As ditas peças de propaganda se baseiam na ideia de vender peças de lingerie a partir de um tripé. Esse tripé é constituído  pelas duas longas e belas pernas de Gisele Bündchen e pela situação cômico-absurda em torno do qual giram as ditas peças (de propaganda e de lingerie). Em suma, a campanha explora situações-clichê, em que a mulher tem de dar ao marido notícias desagradáveis, do tipo “bati seu carro”, “estourei o cartão” e “mamãe vem nos visitar”. Numa concepção no limite singela, pelo simplismo da situação humorística, as peças adotam o conhecido expediente de levar ao pé da letra possibilidades comumente imaginadas (não por caso, em anedotas e piadas) e jamais realizadas. Neste caso, trata-se de dar tais notícias, não em roupas habituais, sequer em roupas quaisquer, mas vestida apenas de calcinha e sutiã. De preferência da marca em questão. Pois assim a sedução da mensageira anularia o incômodo da mensagem. As indignadas de plantão e a secretaria em questão julgaram (e condenaram) tal campanha como sendo machista, degradante com o gênero feminino, estimulante de situação vexatória para a mulher ou coisa que o valha. Mas a verdade é que, para ser de fato eficiente, a situação retratada deve ser reproduzida fielmente. Assim, além de lingerie de tal marca, deve-se também contar com um corpo igual ou semelhante ao de Gisele. Pois a situação, por definição, não funcionaria se o corpo assim exposto fosse ainda mais visualmente incômodo do que a notícia assim dada.
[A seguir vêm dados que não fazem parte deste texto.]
PR #1102, opened 2020-10-15
Menu: corrections for ring tones and call status by means of a global call counter

cspiel1:
ua: count calls globally for max_calls check
menu: for an outgoing call only play ringback for the current call
menu: remove redundant stop of play tone in cmd_hangup
menu: on call termination resume adequate play tone
menu: stop play tone also for call progress
menu: remove redundant call to menu_set_incall()
menu: correct incall decision for update_callstatus()
menu: do not start ringback tone during established call


alfredh:
this one looks good

cspiel1:
Thank you Alfred!

PR #1107, opened 2020-10-30
qtcapture: remove deprecated module

alfredh:
qtcapture is using QTKit (QuickTime Kit) which was deprecated in OS X v10.9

Gisele Bündchen tem um corpo fenomenal, para cunhar uma frase, e uma voz irritantemente infantil e desafinada, traindo imaturidade, pequeneza intelectual e histeria. Nas peças em questão, tanto o corpo fenomenal quanto a voz disfuncional são igualmente expostas e utilizadas. O corpão, em contraste com a vozinha, a evidencia, o que em tal contexto serve somente para marcar o viés não-sério de tudo isso.

O que há então de sério em todo o episódio é somente a estupidez burocrática que leva a sério o que não pode sê-lo, aliada à perigosa avidez do governo em censurar, não importa em nome de qual boa intenção politicamente correta seja. Nada mais perigoso do que as boas intenções do Estado. O Estado deve cumprir suas funções legais com eficiência e correição, e nada mais. Entre essas funções, está a de garantir e proteger a liberdade de expressão, e não a de cerceá-la. Mesmo porque, um governo que tem um enorme sistema de esgoto a céu aberto de corrupção poluindo todo o país, cujas comportas são comandas alegremente por ratos bigodudos naturais do sertão, e é, portanto, responsável por grande parte da feiúra nacional, deveria deixar as Giseles, suas calcinhas e seus sutiãs completamente em paz. E inteiramente à vontade. Pois ao fim e ao cabo, trata-se de tentar controlar a vida privada dos cidadãos, decidindo o que eles podem ver ou não (mesmo porque, o próprio CONAR nada teve a declarar contra as ditas peças), enquanto se faz do país uma imensa latrina que exibe seus dejetos despudoradamente.